No fim do dia, quando a temperatura volta a ser tolerável, dezenas de búfalos se juntam, assim como as vacas, para comer alfalfa, uma cena completamente antinatural.
– Cordeiros abandonados –
A seca representa um abismo financeiro para a reserva, que gasta 200.000 rands (cerca de 12.000 euros) por mês para alimentar os animais e obriga o cancelamento das reservas dos caçadores, que buscam troféus.
“Temos que fazer uma partida de caça justa. Os caçadores não podem atirar em animais tão fracos”, alega Schoeman.
Menos caçadores também significa um problema de renda para Paul Ludick e seus colegas.
O salário de Ludick caiu pela metade em um ano. Pela primeira vez, “tive de pedir dinheiro emprestado para comprar material escolar” para os filhos, conta ele, há 28 anos funcionário nesta reserva.
O governo sul-africano, que declarou estado de desastre natural em Northern Cape, vai liberar 300 milhões de rands (19,65 milhões de dólares) em ajudas, uma quantia que representa uma gota de água no deserto.
“Nunca vi isso. Simplesmente não chove”, assegura Johan Steenkamp, um criador de 52 anos, à frente de uma granja de 6.000 hectares.

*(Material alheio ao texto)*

PR #7577, opened 2025-01-21
ecschema-metadata integration in backend

rschili:
First step of cleaning up ClassRegistry, removing redundancy and make ecschema-metadata available in backend.

Story: https://github.com/iTwin/itwinjs-backlog/issues/1156

This is the first of several PRs, it only adds the dependency and adds some ways to access the data, it does not replace any existing logic yet.


core/ecschema-metadata/src/Metadata/Schema.ts
```diff
@@ -443,22 +443,225 @@ export class Schema implements CustomAttributeContainerProps {
...
+   * @param itemConstructor optional, the constructor of the item to return. If missing, the returned value cannot be type checked.
    */
-  public async getItem<T extends SchemaItem>(name: string): Promise<T | undefined> {
+  public async getItem<T extends SchemaItem>(name: string, itemConstructor?: SchemaItemConstructor<T>): Promise<T | undefined> {
     // this method exists so we can rewire it later when we load partial schemas, for now it is identical to the sync version
-    return this.getItemSync<T>(name);
+    return this.getItemSync<T>(name, itemConstructor);
   }
 
+  /**
```
ColinKerr, line 553: can we avoid adding these sync methods?  If we want to prioritize the async methods then the getItemSync method should be enough for callers

rschili: Yeah makes sense. Just seemed a bit strange since getting items within a schema is always sync at the moment and I'm not sure how likely we are to implement partially loaded schemas with the current class design.... So we could also do away with the async ones and leave that to ISchemaItemLocater. What do you think?

core/ecschema-metadata/src/Metadata/Schema.ts
```diff
@@ -443,22 +443,225 @@ export class Schema implements CustomAttributeContainerProps {
...
+
   /**
    * Gets an item from within this schema. To get by full name use lookupItem instead.
    * @param key the local (unqualified) name, lookup is case-insensitive
+   * @param itemConstructor optional, the constructor of the item to return. If missing, the returned value cannot be type checked.
    */
-  public getItemSync<T extends SchemaItem>(name: string): T | undefined {
-    // Case-insensitive search
-    return this._items.get(name.toUpperCase()) as T;
+  public getItemSync<T extends SchemaItem>(name: string, itemConstructor?: SchemaItemConstructor<T>): T | undefined {
```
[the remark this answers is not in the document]
rschili: Passing the constructor here is way I see mentioned all over the web. typeof in typescript on a class returns the type of the constructor of the class. That's not useful here, it's metainformation about the blueprint of the information that we need, not the actual information.

So it doesn't work like it would in C#.

Example:
```ts
// Use `typeof` to get the constructor type of EntityClass
type EntityClassConstructor = typeof EntityClass;

// Function that takes the constructor of EntityClass as a parameter
function createEntity(entityClass: EntityClassConstructor, name: string): EntityClass {
  return new entityClass(name);
}

// Usage
const entity = createEntity(EntityClass, "TestEntity");
```

core/ecschema-metadata/src/Metadata/Schema.ts
rschili: Hm, could we also consider the opposite? The items returned by these methods are all from within this schema, and the schema is always fully loaded, so accessing its items will always be sync, no?
If at some point we implement a partially loaded schema, we will probably do that in a separate class, not reusing the existing Schema class.
We do have ISchemaItemProvider which could serve that purpose.

core/ecschema-metadata/src/Metadata/Schema.ts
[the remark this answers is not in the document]
rschili: Mmh it doesn't quite work like that.  I tried so many variations now....

```ts
public getItemSync<T extends SchemaItem>(name: string, itemConstructor?: typeof SchemaItem): T | undefined {
```

I think this is what you had in mind. The problem with that is, that itemConstructor is not connected to T in this case. So you could call `getItemSync<EntityClass>("name", Unit);` which does not make any sense.

What DOES work is this:

```ts
  public getItemSync<T extends typeof SchemaItem>(name: string, itemConstructor?: T): InstanceType<T> | undefined {
    const value = this._items.get(name.toUpperCase());
    if (value === undefined)
      return value;

    if (itemConstructor !== undefined && (value.schemaItemType !== itemConstructor.schemaItemType))
      throw new ECObjectsError(ECObjectsStatus.InvalidSchemaItemType, `The item ${name} is not of the expected type.`);

    return value as InstanceType<T>;
  }
```

But that is a break, because now the generic parameter has to be `typeof EntityClass` so everybody calling the method with `getItemSync<EntityClass>` has to adjust it to `getItemSync<typeof EntityClass>`. I guess we could do that, but I'm hesitant...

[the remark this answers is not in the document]
rschili: I reworked it a bit. Strangely, when I put SchemaItemConstructor<T> into SchemaItem.ts and import it, the compiler would complain it cannot find the schemaItemType static property on the constructor. But IntelliSense didn't complain.
When I moved the type into the Schema.ts file, everything suddenly worked fine...

core/backend/package.json
```diff
@@ -101,6 +101,8 @@
   "dependencies": {
     "@bentley/imodeljs-native": "5.0.41",
     "@itwin/cloud-agnostic-core": "^2.2.4",
+    "@itwin/ecschema-locaters": "workspace:*",
```
aruniverse, line 104: doesnt seem to be used

core/backend/package.json
```diff
@@ -101,6 +101,8 @@
...
+    "@itwin/ecschema-metadata": "workspace:*",
```
aruniverse, line 105: should this be a peer instead of direct dep?

core/backend/package.json
rschili: Fair point, I just added this because I know we will need it eventually. This PR is supposed to be a minimal "get the foot in the door" one, and we will iterate on it, where we will make use of schema locaters.
Schema Registry for example uses global paths to schemas on the file system, which I have not rewired to use schema locaters yet, but I will eventually.
Can we still add it in this PR already? I feel those two packages sort of belong together.

core/backend/package.json
rschili: True, peer dependency seems like the better choice. I'll change it

core/ecschema-metadata/src/Metadata/Schema.ts
rschili: done

core/backend/package.json
rschili: done

core/backend/package.json
aruniverse: I would prefer to remove just in case we don't end up using it and accidentally release with it. But as long as we are 100% confident we will be using it, its fine.

rschili: Yeah sounds reasonable. I am not 100% confident we're going to use it, so I removed the dependency for now

core/backend/src/Entity.ts
```diff
@@ -92,6 +108,25 @@ export class Entity {
   /** Get the full BIS class name of this Entity in the form "schema:class". */
   public get classFullName(): string { return this._ctor.classFullName; }
 
+  public get schemaItemKey(): SchemaItemKey { return this._ctor.schemaItemKey; }
```
ColinKerr, line 111: lets tag everything we're adding as @beta during development so we can go through and review everything one last time before we make 5.0 final

core/backend/src/IModelDb.ts
```diff
@@ -1076,6 +1079,19 @@ export abstract class IModelDb extends IModel {
     return this._classMetaDataRegistry;
   }
 
+  public get schemaContext(): SchemaContext {
```
ColinKerr, line 1082: Add documentation now so we don't have a debt of docs to fill out at the end.  It will also help other people not familiar with ecschema-metadata understand the changes

core/backend/src/Schema.ts
```diff
@@ -21,6 +22,18 @@ export class Schema {
    */
   public static get schemaName(): string { throw new Error(`you must override static schemaName in ${this.name}`); }
 
+  private static _schemaKey?: SchemaKey;
+
+  /** Unique identifier for this schema, typed variant of [[schemaName]].
+   * @internal
+   */
+  public static get schemaKey(): SchemaKey {
```
ColinKerr, line 30: If this Schema object represents the version of the schema the domain handlers are written against you could make an argument that the version does matter.

I think what you have done is fine for now but our thinking here should be critical of the purpose of the Schema objects.  That may guide us to change this later.

core/ecschema-metadata/src/Metadata/Schema.ts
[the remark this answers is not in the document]
ColinKerr: This is cleaner but I'm concerned that this method could be suprising to callers.  If called without the constructor it will return undefined if no item is found, the item found cast to the template type regardless of the actual type.  If called with the constructor it will return undefined if no item is found, the item if found and of the right type or throw if an item of the wrong type is found.

I propose that we provide two options:
1. Explicit typesafe options that return the typed item if found and of the right type or undefined if not found or not of the right type
2. Explicitly generic option that returns a SchemaItem if found and leaves it up to the user to do the type checking

I suggest this because those two methods seem to cleanly fit the usecases we've seen over the years.  e.g. If I need to use a unit called smoot any other item called smoot won't do.  If I want to insert a unit called smoot I want to know if any other item exists regardless of type.

What do you think?

core/ecschema-metadata/src/SchemaKey.ts
```diff
@@ -19,6 +19,9 @@ export class ECVersion {
   private _write: number = 0;
   private _minor: number = 0;
 
+  // Define a static global instance representing zero
+  public static readonly ZERO = new ECVersion(0, 0, 0);
```
ColinKerr, line 23: Maybe it would be better to call this 'NoVersion' and document that a version with all zeros is an invalid version for a schema but using it in a key means no version has been specified.  As it stands this could mean anything and the docs don't help you figure what it should mean

ColinKerr (commented):
We need to keep track of the breaking changes we are making.  For example removing generics from ISchemaLocater.

This list should exist outside the scope of this PR so we can write up a nice doc for the 5 release.

core/backend/src/IModelDb.ts
rschili: done

core/backend/src/Entity.ts
rschili: Done

core/ecschema-metadata/src/SchemaKey.ts
rschili: done. Do we want to prevent schemas to be constructed with a NO_VERSION version? I don't think we have validation on that end now...
I'll keep the comment open to remind me to add something to the docs

core/backend/src/Schema.ts
ColinKerr: I'm ok resolving this comment, but we need some place to track things we want to ask consumers so we do not loose track of what we have to ask

ColinKerr (approved):

core/ecschema-editing/src/Editing/Editor.ts
```diff
@@ -196,8 +196,38 @@ export class SchemaContextEditor {
...
+    const schemaItem = await this.schemaContext.getSchemaItem(schemaItemKey);
+    if (!schemaItem) {
+      throw new SchemaEditingError(ECEditingStatus.SchemaItemNotFoundInContext, new SchemaItemId(schemaItemType, schemaItemKey));
+    }
+
+    if (!isItemType(schemaItem, itemConstructor))
+      throw new SchemaEditingError(ECEditingStatus.InvalidSchemaItemType, new SchemaItemId(schemaItemType, schemaItemKey));
+
+    return schemaItem;
+  }
```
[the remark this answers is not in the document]
rschili: It does seem quite redundant. I didn't want to make more changes than necessary to editing. I did talk with Stefan about the SchemaItemType argument, and he said they need it to differentiate between non-existing and mismatched items. Since Schema returns undefined in both cases, they need to check themselves.

As for schemaOrKey, that's true. Is it possible these are used to get a corresponding schema from a different context? @StefanApfel-Bentley  can you elaborate?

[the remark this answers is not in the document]
StefanApfel-Bentley: In the implementation before and after your changes, it does not make sense to have the two methods of lookupSchemaItem and getTypedSchemaItem. The only difference is that in lookupSchemaItem, the schemaOrKey variable is set to a key when a schema is passed. And then the variable is not used at all 🤨

I remember I had a talk with Chris when he introduced these two methods and one case did lookup the item on the schema directly instead of going through the locater. Unluckily I forgot the details why this has been done, but with the current implementations I don't see a need to have both methods.

core/ecschema-metadata/src/Metadata/Schema.ts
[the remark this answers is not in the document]
rschili: Done adjusting all spots

rschili:
> That comment is a little late, but after I've been using the api now a bit, I think it would be better to only have one method getItem which takes the key and optionally the type (aka the item class). That keeps the api a bit more compact.

I tried that, but the way typescript works makes this very tedious. It would look something like that:

```ts
  public async getItem(name: string): Promise<SchemaItem | undefined>
  public async getItem<T extends typeof SchemaItem>(name: string, itemConstructor?: T): Promise<InstanceType<T> | undefined> {
```

But then you could call it like getItem<typeof EntityClass>("name") and it would return an EntityClass without validation, because itemConstructor is optional and even though you provided the generic type parameter, the method cannot validate. Still typescript would think this type has been properly returned.

I wanted to make the itemConstructor parameter not optional so people who request a typed result are forced to do it correctly.

core/ecschema-metadata/src/Metadata/Schema.ts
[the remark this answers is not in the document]
StefanApfel-Bentley: I don't mind the idea passing the class as parameter, but since we only check for the schemaItemType, wouldn't it be easier, to pass the schemaItemType as 2nd argument. The comparison is the same (lookedup type vs expected type). We just need a way to return the actual item type based on the given schema type. But that could be done through a typescript map.

StefanApfel-Bentley:
> > That comment is a little late, but after I've been using the api now a bit, I think it would be better to only have one method getItem which takes the key and optionally the type (aka the item class). That keeps the api a bit more compact.
> 
> I tried that, but the way typescript works makes this very tedious. It would look something like that:
> 
> ```ts
>   public async getItem(name: string): Promise<SchemaItem | undefined>
>   public async getItem<T extends typeof SchemaItem>(name: string, itemConstructor?: T): Promise<InstanceType<T> | undefined> {
> ```
> 
> But then you could call it like getItem("name") and it would return an EntityClass without validation, because itemConstructor is optional and even though you provided the generic type parameter, the method cannot validate. Still typescript would think this type has been properly returned.
> 
> I wanted to make the itemConstructor parameter not optional so people who request a typed result are forced to do it correctly.

Yeah, you could add an overload with the parameter mandatory and the actual implementation would have it optional
image

Does not look great, but works. In Intellisense the third overload is hidden and you either look up by name and get a SchemaItem or you use the concrete constructor parameter overload and get that kind of item
image

rschili:
> Yeah, you could add an overload with the parameter mandatory and the actual implementation would have it optional image

I went ahead and implemented it like this, I like it. Thanks!

core/ecschema-editing/src/Editing/Editor.ts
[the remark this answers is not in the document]
rschili: The lookup methods and the item Type parameters have been removed

core/ecschema-metadata/src/Metadata/Schema.ts
```diff
@@ -443,29 +443,182 @@ export class Schema implements CustomAttributeContainerProps {
...
+    return refSchema.getItem(itemName);
   }
 
   /**
    * Attempts to find a schema item within this schema or a (directly) referenced schema
    * @param key The full name or a SchemaItemKey identifying the desired item.
+   * @param itemConstructor The constructor of the item to return.
    */
-  public async lookupItem<T extends SchemaItem>(key: Readonly<SchemaItemKey> | string): Promise<T | undefined> {
+  public async lookupTypedItem<T extends typeof SchemaItem>(key: Readonly<SchemaItemKey> | string, itemConstructor: T): Promise<InstanceType<T> | undefined> {
```
StefanApfel-Bentley, line 621: After we unified _getItem_ in one method with multiple overloads, we should probably do the same with lookupType either.

core/ecschema-editing/src/Editing/Editor.ts
```diff
@@ -286,3 +291,12 @@ export class SchemaContextEditor {
   }
 }
 
+function isItemType<T extends typeof SchemaItem>(schemaItem: SchemaItem, itemConstructor: T): schemaItem is InstanceType<T> {
```
rschili, line 294: @StefanApfel-Bentley This is sort-of redundant to logic in Schema.ts. I did not think we'd need this outside of there. Maybe we should expose this logic from the metadata package and use it here. Otherwise this will be pretty hard to spot if sometime in the future we expand our SchemaItem types.

core/ecschema-editing/src/Editing/Editor.ts
```diff
@@ -196,14 +198,17 @@ export class SchemaContextEditor {
...
-  public async getSchemaItem<T extends SchemaItem>(schemaItemKey: SchemaItemKey, schemaItemType: SchemaItemType): Promise<T> {
-    const schemaItem = await this.schemaContext.getSchemaItem<T>(schemaItemKey);
+  public async getSchemaItem(schemaItemKey: SchemaItemKey): Promise<SchemaItem>
+  public async getSchemaItem<T extends typeof SchemaItem>(schemaItemKey: SchemaItemKey,  itemConstructor: T): Promise<InstanceType<T>>
+  public async getSchemaItem<T extends typeof SchemaItem>(schemaItemKey: SchemaItemKey, itemConstructor?: T): Promise<SchemaItem | InstanceType<T>> {
+    const schemaItem = await this.schemaContext.getSchemaItem(schemaItemKey);
+    const schemaItemType = itemConstructor?.schemaItemType ?? AbstractSchemaItemType.SchemaItem;
     if (!schemaItem) {
-      throw new SchemaEditingError(ECEditingStatus.SchemaItemNotFoundInContext, new SchemaItemId(schemaItemType, schemaItemKey));
+      throw new SchemaEditingError(ECEditingStatus.SchemaItemNotFoundInContext, new SchemaItemId(schemaItemType as SchemaItemType, schemaItemKey));
```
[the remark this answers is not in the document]
christophermlawson: @rschili I guess we can just use SupportedSchemaItemType in place of SchemaItemType in the identifiers. In the context of the SchemaEditingError usage, this property is simple used to create error messages. So, in the case where the SupportedSchemaItemType is "Class" or "SchemaItem" the message would still be valid.  "SchemaItem FullNameOfSchemaItem could not be found in the schema context".  It will slightly more ambiguous since we don't have the exact type in the message. In what context would the AbstractSchemaItemType be used?  Just curious.

core/ecschema-editing/src/Editing/Editor.ts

“Perdemos muitos animais. Restam de 30% a 40% do nosso gado”, já que mais de 100 animais morreram pela seca e outros 200 foram enviados prematuramente para o matadouro.
É uma hecatombe. O mesmo vale para muitos fazendeiros da região, que perderam entre 30% e 70% de seu gado em dois anos, segundo a cooperativa agrícola KLK.
As ovelhas ainda dão à luz, mas abandonam seus recém-nascidos, porque “não têm leite suficiente”.
“Deixam os filhotes para trás e morrem”, conta Johan Steenkamp.
Seus dois filhos mais velhos escolheram uma carreira diferente da agricultura, e Steenkamp também dissuadiu o mais jovem de trabalhar na propriedade familiar.
“Se isso continuar assim, não há futuro aqui”, prevê o fazendeiro com os olhos em lágrimas.
“Nesse ritmo, posso aguentar até março. Depois disso, não sei”, lamentou.